# Work request:
Search the records for the string "make", then copy each line that has it.

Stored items
**********

PR #2324, opened 2023-05-01
fix(dracut-functions): avoid calling grep with PCRE (-P)

### LINKED ISSUE #2323: Call to grep PCRE (-P Perl regex) blocked by SELinux policy
**Describe the bug**
During initramfs generation the call to grep in `get_maj_min()` in `dracut-functions.sh` (https://github.com/dracutdevs/dracut/blob/master/dracut-functions.sh#L247) generates many SELinux `execmem` errors. Depending on the SELinux policy `grep` may be blocked from executing mapped memory.  `grep`'s `-P` flag enables Perl Compabible RegEx (PCRE). This requires JIT'd Perl code which in turn requires executing code out of mapped memory.

This is not a fatal error since the fallback path (i.e., cache miss) still works as expected, but it generates a significant number of SELinux/audit messages.

**Distribution used**
[CBL-Mariner](https://github.com/microsoft/CBL-Mariner/tree/2.0/SPECS/dracut)

**Dracut version**
055

**Init system**
systemd

**To Reproduce**
I can put together in-depth repro steps if needed, but since it involves setting up a specific SELinux policy it's a bit non-trivial.
```bash
# Running in a CBL-Mariner 2.0 image with SELinux enabled. Depending on exact policy this will likely occur in other SELinux distros as well.

# Enable SELinux in enforcing mode
setenforce 1
getenforce
# >>> Enforcing
mkinitrd
# >>> Output omitted, but call is eventually made to 'dracut $dracut_args --add-drivers "$basicmodules" "${kernel_cfg[@]}" "$target" "$kernel"'

# Check for errors
journalctl -b | grep execmem
# >>> Apr 17 15:58:49 mariner-vm audit[4256]: AVC avc:  denied  { execmem } for  pid=4256 comm="grep" scontext=unconfined_u:unconfined_r:unconfined_t:s0-s0:c0.c1023 tcontext=unconfined_u:unconfined_r:unconfined_t:s0-s0:c0.c1023 tclass=process permissive=0
# >>> (repeats ~20x similar)

ausearch -m avc -ts recent
# >>> ----
# >>> time->Fri Apr 28 18:48:52 2023
# >>> type=PROCTITLE msg=audit(1682707732.438:104): proctitle=67726570002D6D31002D6F50005E2F6465762F73646132205C4B5C532B24002F7661722F746D702F6472616375742E48326664614E2F6D616A6D696E5F6361636865
# >>> type=SYSCALL msg=audit(1682707732.438:104): arch=c000003e syscall=9 success=no exit=-13 a0=0 a1=10000 a2=7 a3=22 items=0 ppid=22110 pid=22111 auid=1000 uid=0 gid=0 euid=0 suid=0 fsuid=0 egid=0 sgid=0 fsgid=0 tty=pts0 ses=5 comm="grep" exe="/usr/bin/grep" subj=unconfined_u:unconfined_r:unconfined_t:s0-s0:c0.c1023 key=(null)
# >>> type=AVC msg=audit(1682707732.438:104): avc:  denied  { execmem } for  pid=22111 comm="grep" scontext=unconfined_u:unconfined_r:unconfined_t:s0-s0:c0.c1023 tcontext=unconfined_u:unconfined_r:unconfined_t:s0-s0:c0.c1023 tclass=process permissive=0
# >>> ----
# >>> (repeats ~20x similar)
```
Decoded `proctitle=` is `grep-m1-oP^/dev/sda2 \K\S+$/var/tmp/dracut.H2fdaN/majmin_cache`

**Expected behavior**
Dracut should make efforts to avoid generating basic SELinux errors where possible

**Additional context**
While not quite as elegant I believe this should result in the same cache behavior without requiring JIT'd Perl:
```diff
diff --git a/dracut-functions.sh b/dracut-functions.sh
--- dracut-functions.sh
+++ dracut-functions.sh
@@ -243,9 +243,9 @@
     local _majmin
     local _out
 
     if [[ $get_maj_min_cache_file ]]; then
-        _out="$(grep -m1 -oP "^$1 \K\S+$" "$get_maj_min_cache_file")"
+        _out="$(grep -m1 -oE "^$1 \S+$" "$get_maj_min_cache_file" | awk '{print $NF}')"
     fi
 
     if ! [[ "$_out" ]]; then
         _majmin="$(stat -L -c '%t:%T' "$1" 2> /dev/null)"

```

dmcilvaney:
Invoking grep in Perl mode requires JIT'ing the Perl regex. This can run into issues with SELinix policy which will generally try to limit use of execmem in general purpose scripts/tools. This occurs since the JIT'd code will live in executable memory.

The PCRE only '\K' command in the Perl REGEX can be replaced by a call to awk instead.

## Changes
- Swap the use of `\K` Perl regex to a separate call to `awk` when doing device cache lookups to avoid using executable memory in grep which can generate SELinux permission errors.

## Checklist

Fixes #2323

### DIFF
--- a/dracut-functions.sh
+++ b/dracut-functions.sh
@@ -244,7 +244,7 @@ get_maj_min() {
     local _out
 
     if [[ $get_maj_min_cache_file ]]; then
-        _out="$(grep -m1 -oP "^$1 \K\S+$" "$get_maj_min_cache_file")"
+        _out="$(grep -m1 -oE "^$1 \S+$" "$get_maj_min_cache_file" | awk '{print $NF}')"
     fi
 
     if ! [[ "$_out" ]]; then


aafeijoo-suse (commented):
Thanks for reporting this issue and providing a patch!

Could you please change your commit message to make the commisery check happy (https://github.com/dracutdevs/dracut/actions/runs/4852990662/jobs/8659360926?pr=2324) to something like: `fix(dracut-functions): avoid calling grep with PCRE (-P)`

Other than that, the patch looks good.

dmcilvaney:
@aafeijoo-suse Commit message updated.

aafeijoo-suse (approved):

**********

# Solution for this task:
Dracut should make efforts to avoid generating basic SELinux errors where possible
Could you please change your commit message to make the commisery check happy (https://github.com/dracutdevs/dracut/actions/runs/4852990662/jobs/8659360926?pr=2324) to something like: `fix(dracut-functions): avoid calling grep with PCRE (-P)`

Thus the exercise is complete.